ACTIVITY:
Your answer should consist only of the line with "rhcarvalho: Removed!" and the lines after it, reproduced exactly through the end of the entries below.

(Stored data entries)
# # #
PR #49, opened 2016-09-09
Refactor analysis

rhcarvalho:
This is an attempt to simplify the code for analysis tasks, and have a single interpretation for a "task", so that we could reuse the "task runner" and have a common way to (in the near future) filter out errors that we want to log in the dump.log file, but not show to the user in stdout.

Update: this mostly reviews the type definitons used in `analysis.go`, removing the need to remap results into a map before dump, and slightly changing the format of `analysis.json`.

### DIFF
--- a/analysis.go
+++ b/analysis.go
@@ -6,28 +6,34 @@ import (
 	"path/filepath"
 )
 
-const (
-	analysisErrorNotDiscovered = iota
-	analysisErrorReadingDumpedResource
-	analysisErrorDiscoveredByAnalysis
-)
+// A CheckResult is the result of some verification of the system conditions.
+type CheckResult struct {
+	CheckName string  `json:"name"`
+	Ok        bool    `json:"ok"`
+	Message   string  `json:"message"`
+	Info      []Info  `json:"info,omitempty"`
+	Events    []Event `json:"events,omitempty"`
+}
+
+// ProjectResult stores the results of checks in a project.
+type ProjectResult struct {
+	Project string        `json:"project"`
+	Results []CheckResult `json:"checks"`
+}
+
+// AnalysisResult aggregates the result of checks executed against the system.
+// It is used to dump analysis results to a JSON file.
+type AnalysisResult struct {
+	Platform []CheckResult   `json:"platform,omitempty"`
+	Projects []ProjectResult `json:"projects,omitempty"`
+}
 
 // Info is a piece of information regarding a check, multiple Info can be
 // attached to a single Result.
 type Info struct {
-	Name      string
-	Namespace string
-	Message   string
-}
-
-// Result is a result of a single check, it can have multiple Event and Info
-// objects attached to it.
-type Result struct {
-	CheckName     string  `json:"checkName"`
-	Status        int     `json:"status"`
-	StatusMessage string  `json:"statusMessage"`
-	Info          []Info  `json:"info,omitempty"`
-	Events        []Event `json:"events,omitempty"`
+	Name      string `json:"name"`
+	Namespace string `json:"namespace"`
+	Message   string `json:"message"`
 }
 
 // Some of the types below are taken from:
@@ -97,17 +103,14 @@ type Pods struct {
 }
 
 // CheckTask is the interface which checks must implement.
-type CheckTask func(DumpedJSONResourceFactory) (Result, error)
-
-// AnalysisResults is a representation of the JSON analysis results file.
-type AnalysisResults map[string]map[string][]Result
+type CheckTask func(DumpedJSONResourceFactory) (CheckResult, error)
 
 // GetAnalysisTasks creates all the analysis tasks and sends them one by one
 // down the tasks Channel.
-func GetAnalysisTasks(tasks chan<- Task, basepath string, projects []string, results chan<- CheckResults) {
+func GetAnalysisTasks(tasks chan<- Task, basepath string, projects []string, results chan<- AnalysisResult) {
 	// Platform-wide analysis goes here.
 
-	// project specific analysis in here.
+	// Project-specific analysis goes here.
 	for _, p := range projects {
 		JSONResourceFactory := getDumpedJSONResourceFactory(filepath.Join(basepath, "projects", p))
 		tasks <- CheckProjectTask(p, results, JSONResourceFactory)
@@ -115,7 +118,7 @@ func GetAnalysisTasks(tasks chan<- Task, basepath string, projects []string, res
 }
 
 // CheckProjectTask is a task factory for tasks that diagnose system conditions.
-func CheckProjectTask(project string, results chan<- CheckResults, JSONResourceFactory DumpedJSONResourceFactory) Task {
+func CheckProjectTask(project string, results chan<- AnalysisResult, JSONResourceFactory DumpedJSONResourceFactory) Task {
 	return checkProjectTask(func() []CheckTask {
 		return []CheckTask{CheckEventLogForErrors, CheckDeployConfigsReplicasNotZero, CheckForWaitingPods}
 	}, JSONResourceFactory, project, results)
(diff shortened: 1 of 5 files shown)


analysis.go
```diff
@@ -24,83 +27,22 @@ type Info struct {
 
 // Result is a result of a single check, it can have multiple Event and Info
 // objects attached to it.
+// REVIEW: why do we have YAML annotations?
```
rhcarvalho: @philbrookes question for you, why do we have these YAML tags in the structs (Result, Events)?

analysis.go
```diff
@@ -24,83 +27,22 @@ type Info struct {
...
-		Status struct {
-			ContainerStatuses []struct {
-				Name  string `json:"name"`
-				State struct {
-					Waiting *ContainerStateWaiting `json:"waiting,omitempty"`
-				} `json:"state"`
-			} `json:"containerStatuses"`
-		} `json:"status"`
-	} `json:"items"`
+// CheckResults stores the result of a check in a scope, .... FIXME: need to review this, both Scope and Name are being set to a project name.
```
rhcarvalho: @philbrookes I tried to improve this, but couldn't get to a clear understanding of how "Scope" and "Name" are to be used. Needing help.

analysis.go
philbrookes: I was originally intending to let the analysis output as either YAML or JSON, but eventually decided that was too much effort for little value. I left these values in case we ever returned to the idea.

analysis.go
philbrookes: Scope is the scope of the check, i.e. is it checking a project or a platform (or something else in the future I suppose). The name is only really applicable to projects, it's the name of the project.

analysis.go
```diff
@@ -161,92 +100,80 @@ func checkProjectTask(checkFactory getProjectCheckFactory, JSONResourceFactory D
...
 // returned results.
-func CheckEventLogForErrors(JSONResourceFactory DumpedJSONResourceFactory) (Result, error) {
-	result := Result{Status: analysisErrorNotDiscovered, StatusMessage: "this issue was not detected", CheckName: "check eventlog for any errors", Info: []Info{}, Events: []Event{}}
-	events := Events{}
-	if err := JSONResourceFactory(filepath.Join("definitions", "events.json"), &events); err != nil {
-		result.Status = analysisErrorReadingDumpedResource
-		result.StatusMessage = "Error executing task: " + err.Error()
-		return result, err
+func CheckEventLogForErrors(events types.EventList) Result {
+	result := Result{
```
philbrookes: ah, I wondered if this was good practice or not! I wanted to do this formatting too as the line was so long, but wasn't sure it was good go, nice to know this is OK :)

tasks.go
```diff
@@ -174,6 +174,9 @@ func RunAllAnalysisTasks(runner Runner, path string, workers int) AnalysisResult
 				analysisResults["projects"][result.Name] = result.Results
 			} else if result.Scope == "platform" {
 				analysisResults["platform"]["platform"] = result.Results
+			} else {
+				// FIXME: we should handle this case properly, or code in a way that this conditional is gone.
```
rhcarvalho: @philbrookes would you have a proposal for how to handle this?
We cannot simply ignore the "else" branch, to the price of implementing new checks and having them going to limbo.

analysis.go
rhcarvalho: Depending on what you use to produce YAML, some libs look at the value for the `json` tag...
I propose getting rid of this?

analysis.go
rhcarvalho: Apparently we never dump a `CheckResults` directly, instead we convert it into a `type AnalysisResults map[string]map[string][]Result`.

analysis.go
rhcarvalho: IMHO this is much easier to work with, not just for the line length.
Note also that we're getting rid of initialization for empty stuff (Info, Events) -- instead we use the zero-value.

This is valid and idiomatic code:

```go
// foo just needs to be declared, don't need to be initialized
var foo []string
// ...
foo = append(foo, "hello")
```

https://github.com/golang/go/wiki/CodeReviewComments#declaring-empty-slices

analysis.go
```diff
@@ -161,92 +100,80 @@ func checkProjectTask(checkFactory getProjectCheckFactory, JSONResourceFactory D
...
 		if deploymentConfig.Spec.Replicas == 0 {
-			info := Info{Name: deploymentConfig.Metadata.Name, Namespace: deploymentConfig.Metadata.Namespace, Kind: deploymentConfig.Kind, Count: 1, Message: "the replica parameter is set to 0, this should be greater than 0"}
 			result.Status = analysisErrorDiscoveredByAnalysis
 			result.StatusMessage = "one or more deployConfig replicas are set to 0"
-			result.Info = append(result.Info, info)
+			result.Info = append(result.Info, Info{
+				Name:      deploymentConfig.ObjectMeta.Name,
+				Namespace: deploymentConfig.ObjectMeta.Namespace,
+				Kind:      deploymentConfig.Kind, // REVIEW: this gets mixed information -- DeploymentConfig, Event, ..., what's the purpose?
+				Count:     1,                     // REVIEW: is Count ever going to be != 1?
```
rhcarvalho: @philbrookes one more question, what is the idea behind `Count`?
Seems that we don't increment it when we find another issue.

analysis.go
```diff
@@ -24,83 +27,22 @@ type Info struct {
...
+	Scope   string `json:"scope"`
+	Name    string `json:"name,omitempty"`
+	Results []Result
 }
 
-// CheckTask is the interface which checks must implement.
-type CheckTask func(DumpedJSONResourceFactory) (Result, error)
-
 // AnalysisResults is a representation of the JSON analysis results file.
 type AnalysisResults map[string]map[string][]Result
```
rhcarvalho: The trouble with this being a `map[string]...` is that we lose some of the type guarantees and information. One can have arbitrary string keys here, vs. a struct that gives you a prescriptive and restrictive set of keys in the output.

tasks.go
```diff
@@ -170,9 +170,9 @@ func RunAllAnalysisTasks(runner Runner, path string, workers int) AnalysisResult
 		}
 
 		for result := range checkResults {
-			if result.Scope == "project" {
-				analysisResults["projects"][result.Name] = result.Results
-			} else if result.Scope == "platform" {
+			if result.Project != "" {
```
rhcarvalho: Notice that the type definition of `CheckResults` was changed, but the JSON output has not changed.

analysis.go
rhcarvalho: Not planning to change this now, though.

analysis.go
philbrookes: This can likely be removed now, initially we were copying the count from some OpenShift output into this field, but we have removed that check since. So this field is probably useless now.

analysis.go
```diff
@@ -111,142 +52,142 @@ func GetAnalysisTasks(tasks chan<- Task, basepath string, projects []string, res
...
+
+		definition.Load("events", &events)
+		definition.Load("deploymentconfigs", &deploymentConfigs)
+		definition.Load("pods", &pods)
+
+		if err := definition.Err(); err != nil {
+			// REVIEW: do we want / is there a clean way to have
+			// analysisErrorReadingDumpedResource status in the
+			// output? Alternatively, returning an error will get it
+			// into dump.log and stdout.
```
rhcarvalho: @philbrookes we need to review the fate of `analysisErrorReadingDumpedResource`. Now that we load resources independent of running a `Check*`, there is no result where to put that error.

I think I need to further change this, because with the current implementation the task aborts on error loading any of the resources, but we want to attempt running each check independently.

analysis.go
rhcarvalho: Removed!

analysis.go
```diff
@@ -111,142 +51,140 @@ func GetAnalysisTasks(tasks chan<- Task, basepath string, projects []string, res
...
 	for _, deploymentConfig := range deploymentConfigs.Items {
 		if deploymentConfig.Spec.Replicas == 0 {
-			info := Info{Name: deploymentConfig.Metadata.Name, Namespace: deploymentConfig.Metadata.Namespace, Kind: deploymentConfig.Kind, Count: 1, Message: "the replica parameter is set to 0, this should be greater than 0"}
 			result.Status = analysisErrorDiscoveredByAnalysis
 			result.StatusMessage = "one or more deployConfig replicas are set to 0"
-			result.Info = append(result.Info, info)
+			result.Info = append(result.Info, Info{
+				Name:      deploymentConfig.ObjectMeta.Name,
+				Namespace: deploymentConfig.ObjectMeta.Namespace,
+				Kind:      deploymentConfig.Kind, // REVIEW: this gets mixed information -- DeploymentConfig, Event, ..., what's the purpose?
```
rhcarvalho: @philbrookes, item for review -- what's the intent behind `Info.Kind`? I see here it gets populated via `deploymentConfig.Kind`, that given valid JSON output from `oc` will eventually be "DeploymentConfig".

Elsewhere we hard code `Info.Kind` to "container".
https://github.com/feedhenry/fh-system-dump-tool/pull/49/files#diff-93027c7b7b59812efa3717a7ef539251R140

philbrookes: This was added (similar to count), before we had any real grasp on what the analysis side of this tool was going to look like. I believe the idea here was to relate to the user what type of OpenShift object the info was related to i.e. pods or pvs or whatever. In hindsight it seems to be an unrequired field though.

rhcarvalho: Okay, thanks. I've removed it as well.

philbrookes:
This LGTM, ran locally and all analysis functions as usual.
# # #
EXERCISE RESULT:
rhcarvalho: Removed!

analysis.go
```diff
@@ -111,142 +51,140 @@ func GetAnalysisTasks(tasks chan<- Task, basepath string, projects []string, res
...
 	for _, deploymentConfig := range deploymentConfigs.Items {
 		if deploymentConfig.Spec.Replicas == 0 {
-			info := Info{Name: deploymentConfig.Metadata.Name, Namespace: deploymentConfig.Metadata.Namespace, Kind: deploymentConfig.Kind, Count: 1, Message: "the replica parameter is set to 0, this should be greater than 0"}
 			result.Status = analysisErrorDiscoveredByAnalysis
 			result.StatusMessage = "one or more deployConfig replicas are set to 0"
-			result.Info = append(result.Info, info)
+			result.Info = append(result.Info, Info{
+				Name:      deploymentConfig.ObjectMeta.Name,
+				Namespace: deploymentConfig.ObjectMeta.Namespace,
+				Kind:      deploymentConfig.Kind, // REVIEW: this gets mixed information -- DeploymentConfig, Event, ..., what's the purpose?
```
rhcarvalho: @philbrookes, item for review -- what's the intent behind `Info.Kind`? I see here it gets populated via `deploymentConfig.Kind`, that given valid JSON output from `oc` will eventually be "DeploymentConfig".

Elsewhere we hard code `Info.Kind` to "container".
https://github.com/feedhenry/fh-system-dump-tool/pull/49/files#diff-93027c7b7b59812efa3717a7ef539251R140

philbrookes: This was added (similar to count), before we had any real grasp on what the analysis side of this tool was going to look like. I believe the idea here was to relate to the user what type of OpenShift object the info was related to i.e. pods or pvs or whatever. In hindsight it seems to be an unrequired field though.

rhcarvalho: Okay, thanks. I've removed it as well.

philbrookes:
This LGTM, ran locally and all analysis functions as usual.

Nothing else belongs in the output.